Encode the spectrum information of the input speech and output the code of the spectrum information, while determining whether the previous frame and the current frame of the input speech are voiced or unvoiced based on the code of the spectrum information, When an interpolation method is selected according to the determination result, and the quantized value of the spectrum information is interpolated between the frames by executing the interpolation method, the sound source of the input sound is used using the quantized value of the spectrum information after the interpolation process. A speech encoding method for encoding information and outputting a code of the sound source information.
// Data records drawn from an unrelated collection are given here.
PR #9697, opened 2026-01-09
Fix incorrect variable in mergeQueuedUpdates causing queued updates to be lost

benbetterrx:
## Description

In `mergeQueuedUpdates()`, the condition `diffKey.startsWith(updateValue)` incorrectly uses the update's **value** instead of its **key** when checking if a diff entry should be removed.

This causes a critical bug when `updateValue` is an empty string: since every string starts with an empty string (`"foo".startsWith("")` returns `true`), ALL diff entries are incorrectly deleted, causing other queued updates to be lost.

### Example scenario that fails before this fix:

1. User has two inputs bound via `$wire.set('parent.foo', '')` and `$wire.set('parent.baz', '')`
2. Both are cleared (set to empty string `""`)
3. When the request is made, only the last update is sent because the first one was erroneously deleted from the diff

### The fix

Changes `diffKey.startsWith(updateValue)` to `diffKey.startsWith(updateKey)` so that nested properties are correctly identified by their key path (e.g., `'parent.foo'`) rather than their value.

## Checklist

- [x] Is this something that was discussed before? **Yes: https://github.com/livewire/livewire/discussions/7872**
- [x] Did you create a branch for your fix/feature? **Yes: `fix-merge-queued-updates-variable`**
- [x] Does this PR include unrelated changes? **No**
- [x] Does it include tests? **Yes - Browser test added to `SupportDataBinding/BrowserTest.php`**

### DIFF
--- a/js/component.js
+++ b/js/component.js
@@ -117,7 +117,7 @@ export class Component {
         // priority against ephemeral updates that have happend since them...
         Object.entries(this.queuedUpdates).forEach(([updateKey, updateValue]) => {
             Object.entries(diff).forEach(([diffKey, diffValue]) => {
-                if (diffKey.startsWith(updateValue)) {
+                if (diffKey.startsWith(updateKey)) {
                     delete diff[diffKey]
                 }
             })
--- a/src/Features/SupportDataBinding/BrowserTest.php
+++ b/src/Features/SupportDataBinding/BrowserTest.php
@@ -221,11 +221,6 @@ class BrowserTest extends BrowserTestCase
                 'baz' => 'qux',
             ];
 
-            public function showValues()
-            {
-                // This action triggers a server round-trip
-            }
-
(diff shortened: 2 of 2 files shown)


joshhanley (approved):
@benbetterrx thanks for the PR! Looks good to me.

To provide some context, before this fix, this is what the update payload looked like. You can see only `parent.baz` exists instead of both.

Screenshot 2026-01-12 at 05 21 20PM@2x


Where as after, you can see both keys are present.

Screenshot 2026-01-12 at 05 19 01PM@2x

calebporzio:
@claude can you review this for me please? these types of deep internal PRs are a bit nerve racking - so if you could advise on the safety of merge and the validity of the general approach and reframing the problem/solution so i can easily understand that would be great. thank you

PR #9699, opened 2026-01-10
Fix duplicate route registration when using custom Livewire update route

joshhanley:
## Summary
Fixes a break introduced in Laravel v12.29.0 which changed behavior so that two routes can no longer have the same name. This caused a collision when using a custom Livewire update route, as both the custom and default routes were being registered with the `livewire.update` name.

This PR ensures that only a single Livewire update route is ever registered, regardless of whether a custom route is configured or not.

- Wraps default route registration in `app()->booted()` to defer it until after all service providers have booted
- This deferral is necessary because custom update routes can be set in either service providers or routes files, both of which run after Livewire's service provider boots
- The deferred check skips default route registration if a custom route was already set, guaranteeing only one update route exists

## Test plan
- [x] Added test to verify only one route is registered when using custom update route
- [x] Added test to verify default route is registered when no custom route is set
- [x] Verified test fails when `app()->booted()` wrapper is removed

### DIFF
--- a/src/Mechanisms/HandleRequests/CustomUpdateRouteUnitTest.php
+++ b/src/Mechanisms/HandleRequests/CustomUpdateRouteUnitTest.php
@@ -1,0 +1,38 @@
+<?php
+
+use Illuminate\Support\Facades\Route;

Decodes the spectrum information code and outputs the quantized value of the spectrum information, while determining whether the previous and current frames of the decoded speech are voiced or unvoiced based on the quantized value of the spectrum information Then, an interpolation method is selected according to the determination result, the quantization method is executed to interpolate the quantized value of the spectrum information between frames, the code of the sound source information is decoded, and the quantum of the sound source information is decoded. A speech decoding method for generating decoded speech by synthesizing the quantized value of the spectrum information after interpolation processing and the quantized value of the sound source information after outputting the quantized value.

While decoding the code of the spectrum information and outputting the quantized value of the spectrum information , determining whether the previous frame and the current frame of the decoded speech are voiced or unvoiced based on the code of the spectrum information, Select an interpolation method according to the determination result, execute the interpolation method, interpolate the quantized value of the spectrum information between frames, decode the code of the excitation information, and quantize the excitation information Is a speech decoding method for generating decoded speech by synthesizing the quantized value of spectrum information after interpolation processing and the quantized value of sound source information after interpolation.